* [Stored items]
PR #922, opened 2022-08-03
Don't discard the `post_type` argument, as this will force all items to be the type `post`

### LINKED ISSUE #919: Custom post type gets copied as a regular post
### Describe your question

I have 2 sites on a multisite network, with a CPT `nt_course`, but when I "distribute" it, it gets cloned as a `post` , not as a CPT. Any suggestions?

### Code of Conduct

### LINKED ISSUE #921: Pages are getting pulled in as posts
Huge issue. Pages are showing up under Distributor > Pull Content > Pages as "Post Type" = Page...

But when I pull them in as draft, they pull in as Posts.

I have replicated this with two different websites/two different External Connections, and have tried to Pull in the reverse (using the Distributor Content website as the receiver...)

This just happened recently. I can't get any of my Pages to pull in as Pages anymore.

dkotter:
### Description of the Change

In #895 we added some code to ensure only the arguments we want are allowed to be passed in to `wp_insert_post`. The `post_type` argument was left off that list, which now means that argument isn't set and `wp_insert_post` will default to using `post` as the argument there. This means any non-post `post_type` will be imported as a post.

This is a simple fix of just adding `post_type` to the list of approved arguments, so that value won't be lost.

Closes #919, #921

### How to test the Change

Test pulling in a non-post `post_type` item (Page or CPT) from both an internal and external connection. Ensure in both instances the proper `post_type` is retained.

Test pushing a non-post `post_type` item (Page or CPT) from both an internal and external connection. Ensure in both instances the proper `post_type` is retained.

### Credits
Props @dkotter, @pdewouters, @andygagnon, @jmstew3

### Checklist:

### DIFF
--- a/includes/utils.php
+++ b/includes/utils.php
@@ -1140,6 +1140,8 @@ function post_args_allow_list( $post_args ) {
 		'post_excerpt',
 		'post_status',
 		'post_type',
+		'comment_status',
+		'ping_status',
 		'post_password',
 		'post_name',
 		'to_ping',
--- a/includes/utils.php
+++ b/includes/utils.php
@@ -1139,6 +1139,7 @@ function post_args_allow_list( $post_args ) {
 		'post_title',
 		'post_excerpt',
 		'post_status',
+		'post_type',
 		'post_password',
 		'post_name',
 		'to_ping',
--- a/tests/php/UtilsTest.php
+++ b/tests/php/UtilsTest.php
@@ -874,6 +874,7 @@ class UtilsTest extends TestCase {
 	function test_post_args_allow_list() {
 		$post_args = [
 			'post_title'   => 'Test Title',
+			'post_type'    => 'post',
 			'post_content' => 'Test Content',
 			'post_excerpt' => 'Test Excerpt',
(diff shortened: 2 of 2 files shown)


includes/utils.php
```diff
@@ -1139,6 +1139,7 @@ function post_args_allow_list( $post_args ) {
 		'post_title',
 		'post_excerpt',
 		'post_status',
+		'post_type',
```
dkotter, line 1142: Also noticed we don't include the `comment_status` or `ping_status` arguments here, though those are default ones `wp_insert_post` accepts. Were those left out intentionally?

peterwilsoncc: I've added them in 835b1ca38723f1ce4d323b2529c0743857091a4d.

I suspect I lost my spot going through the arguments and they were skipped due to an oversight, along with the post type.

peterwilsoncc (approved):

pdewouters:
thanks @peterwilsoncc !

jmslbam:
Dropping in here unannounced :)
I checked this also and this fixes the issue that was introduce in 1.7.0. I merged this fix and everything worked again 👍 thank you for the fix!

PR #937, opened 2022-09-08
Update `yahnis-elsts/plugin-update-checker` from 4.9 to 4.13

dkotter:
### Description of the Change

The Plugin Update Checker library we use is also used on a few other 10up projects. Some of those are running different versions though, leading to conflicts (especially when using composer to manage all dependencies of a project). This PR updates this library to the latest version, which will also be done in other repos that are using this library.

- [Classifai](https://github.com/10up/classifai/pull/365)
- [10up Experience](https://github.com/10up/10up-experience/pull/116)

Alternatively we could use something like [mozart](https://github.com/coenjacobs/mozart) or [PHP-Scoper](https://github.com/humbug/php-scoper) to add a distinct namespace to this dependency. I'm not opposed to this necessarily but because we're seeing conflicts with other plugins that we fully control, I like the idea of just ensuring all of those projects are using the same version.

### How to test the Change

1. Pull these changes down
2. Within the `distributor.php` file, set the version number to something lower, like 1.6.0
3. Ensure you have a proper license in place
4. Go to the plugins section and ensure you see an update notice for Distributor (may need to click the `Check for updates` link; also ensure the plugin is active)
5. Click on the `View version X.X.X details` link and ensure you see proper details
6. Go to the WordPress Updates page and ensure you see Distributor there as well, with the icon
7. Click on the `View version X.X.X details` link and ensure you see proper details
8. If desired, click the `update now` link and ensure an update works (either from the plugins page or the main updates page). Note though that this will wipe out your version controlled `distributor` directory, so proceed with caution

### Changelog Entry

> Changed - Upgrade the Plugin Update Checker library to 4.13

### Credits

Props @dkotter

### Checklist:


peterwilsoncc (approved):
LGTM 

Git remains clean after running `rm -rf vendor; composer install` so all changes appear to have been committed.

Otherwise I manually tested per the notes in the PR description.

PR #938, opened 2022-09-12
Update distributions after post terms and meta is saved.

### LINKED ISSUE #399: Delay `send_notifications` until after all meta has saved (Yoast SEO problem).

peterwilsoncc:
### Description of the Change

This moves the updating of distributions during edits from the `save_post` hook to the `wp_after_insert_post` hook.

In updates via both the classic and REST API, WordPress fires this hook after all terms and post meta is updated. This prevents the distribution of legacy data described in the issue.

Closes #399 

### How to test the Change

1. Install this mini-plugin that [updates post meta with each save](https://gist.github.com/peterwilsoncc/61eeb5f2337cdf4976608a5123acbb1d) 
2. On the main `develop` branch
    a) Create and distribute a post via the block editor
    b) Update the post
    c) Check the database -- observe the value of the post meta differs between source and distribution (one less)
4. Switch to this branch
5. Resave the post in the block editor
6. observe the post meta matches in both the source and distributed material.

### Changelog Entry

> Fixed - Ensure post meta and terms have saved prior to distribution.

### Credits

Props @peterwilsoncc, @dinhtungdu, @dkotter, @timstl, @faisal-alvi.

### Checklist:

### DIFF
--- a/includes/classes/InternalConnections/NetworkSiteConnection.php
+++ b/includes/classes/InternalConnections/NetworkSiteConnection.php
@@ -579,7 +579,7 @@ class NetworkSiteConnection extends Connection {
 	 */
 	public static function bootstrap() {
 		add_action( 'template_redirect', array( '\Distributor\InternalConnections\NetworkSiteConnection', 'canonicalize_front_end' ) );
-		add_action( 'save_post', array( '\Distributor\InternalConnections\NetworkSiteConnection', 'update_syndicated' ), 99 );
+		add_action( 'wp_after_insert_post', array( '\Distributor\InternalConnections\NetworkSiteConnection', 'update_syndicated' ), 99 );
 		add_action( 'before_delete_post', array( '\Distributor\InternalConnections\NetworkSiteConnection', 'separate_syndicated_on_delete' ) );
 		add_action( 'before_delete_post', array( '\Distributor\InternalConnections\NetworkSiteConnection', 'remove_distributor_post_from_original' ) );
 		add_action( 'wp_trash_post', array( '\Distributor\InternalConnections\NetworkSiteConnection', 'separate_syndicated_on_delete' ) );
--- a/includes/classes/InternalConnections/NetworkSiteConnection.php
+++ b/includes/classes/InternalConnections/NetworkSiteConnection.php
@@ -704,12 +704,6 @@ class NetworkSiteConnection extends Connection {
 			return;
 		}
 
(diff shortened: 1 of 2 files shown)


peterwilsoncc:
I tried writing an E2E test for this (using tags rather than meta as the UI is already exposed) but I will need some help from some one more familiar with cyrpress.

faisal-alvi (commented):
@peterwilsoncc Code LGTM but the issue is not regenerating for me in the `develop` branch.

Please check the video: 

https://user-images.githubusercontent.com/25176325/190115685-e4e080ac-e83a-453a-8c9b-e93dd46c94ff.mp4

Let me know if I'm not testing it correctly.

peterwilsoncc:
@faisal-alvi Your tests process is correct, so I am unclear why we are seeing different results. I do have the classic editor installed so I wonder if it's an interaction with that. You'll see in the video that the distributed block on xu-distributor.local shows as a classic block.

Not in the video, I start on this branch so the values are in sync. The values go out of sync once I switch to develop. https://youtu.be/8grzn3YdWXk

faisal-alvi (approved):
@peterwilsoncc thanks for the video. I have retried and this time it regenerated for me in the `develop` and worked fine in the PR branch.

image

* [Work task] The count of lines above that contain "changes" is all that should be given.

* [Task response] 2